He glanced up, and discovered that in his preoccupation he'd sat opposite a girl in an otherwise empty carriage.

She was staring at him. Her head swayed with the rocking of the carriage, her glossy black shoulder-length hair swung against her cheeks, but her brown eyes were still. They stared at him in undistinguished challenge. You dare, they threatened. Within the sheath of her thin short skirt her thighs clung together, clipped but rubbing softly, inadvertently. She reminded him—her expression particularly—of the woman in his dream.

He couldn't get up now. That would look even more suspicious. Besides, she had no reason to suspect him: he wasn't going to let her will him to move. He felt uncomfortably hot, frustratingly tense. The wind through the Underground seemed to touch the September heat of the train not at all; the heat pressed on him, oppressive as the grimy yellow light. He toyed with the zipper of his case, gladly aware of the slides within, while the girl gazed at him. He was still distracting himself when, at the edge of his eye, a shape leapt past him and then past the girl.

He stared and met her gaze. She must have seen what it was, although he had seen nothing but movement. But the challenge in her eyes remained unchanged, and he felt she wasn't pretending not to have noticed. Perhaps the movement had been an aberration of the lights. As he thought so, the lights of the carriage went out.

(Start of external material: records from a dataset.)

PR #988, opened 2025-11-04
chore: Update the UCX ver to 1.20.0

Alexey-Rivkin:
## What?
Update the UCX ver to 1.20.0

### DIFF
--- a/benchmark/nixlbench/src/utils/utils.cpp
+++ b/benchmark/nixlbench/src/utils/utils.cpp
@@ -659,6 +659,7 @@ void xferBenchUtils::checkConsistency(std::vector<std::vector<xferBenchIOV>> &io
                                           xferBenchConfig::num_initiator_dev);
         gusli_devmap_init = true;
     }
+    bool pass_check_consistency = true;
     for (const auto &iov_list: iov_lists) {
         for(const auto &iov: iov_list) {
             void *addr = NULL;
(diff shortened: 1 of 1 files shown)


Alexey-Rivkin:
Depends on the UCX v1.20 release

.ci/jenkins/pipeline/proj-jjb.yaml
```diff
@@ -272,8 +272,8 @@
           description: "NIXL version to use (tag like 0.7.1, branch name, or commit hash)"
       - string:
           name: "UCX_VERSION"
-          default: "v1.19.0"
-          description: "UCX version to use (tag like v1.19.0, branch name, or commit hash)"
+          default: "v1.20.0"
```
brminich: there is no such tag yet - it should be a branch v1.20.x

brminich:
@dpressle can we merge this?
@ovidiusm for vis

dpressle:
> @dpressle can we merge this? @ovidiusm for vis

Did we released ucx 1.20 in GH? do we have tarball for that version? i think we have some processes that downloads these packages and not cloning

ovidiusm:
No, UCX 1.20 has not been released yet, 1.20.x is a release branch. That's why I am wondering if it might be better to point to the latest hash on the branch instead of the branch itself

Alexey-Rivkin:
> No, UCX 1.20 has not been released yet, 1.20.x is a release branch. That's why I am wondering if it might be better to point to the latest hash on the branch instead of the branch itself

@brminich WDYT?

brminich:
> > No, UCX 1.20 has not been released yet, 1.20.x is a release branch. That's why I am wondering if it might be better to point to the latest hash on the branch instead of the branch itself
> 
> @brminich WDYT?

IMO, pointing to the branch is ok, because it is release branch and we expect that only critical fixes will be merged there.
1.20 is not released yet, which is fine imo. AFAIR, we did the same with 1.19

ovidiusm:
Then I am also OK with using 1.20.x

Phil grabbed his case to him with both hands. He was rushing forward, borne by clattering hollow darkness. For the first time he was aware of the girl's breathing, rapid, harsh. It was near his face, too near. He had just realized that when her nails jabbed into his shoulders.

She was struggling with him. She was fighting him off. Yet he knew that if she were genuinely afraid of him she would have groped away down the carriage, however painfully. She was fighting him so that he could find her. The force of her struggles, the jerking of the train, threw him on top of her on the seat. Her arms were flailing at his face, but not so viciously that he couldn't trap her wrists in one hand. His penis was pounding. With his free hand he dragged up her skirt.

He could see her now, could see the welcome in the blue eye and the brown. That wasn't her. It didn't matter. That was the woman he was raping. The swaying of the train rolled her violently on his penis. He came almost at once.

He was lying face down on the seat, and she had somehow vanished from beneath him, when the lights flickered on.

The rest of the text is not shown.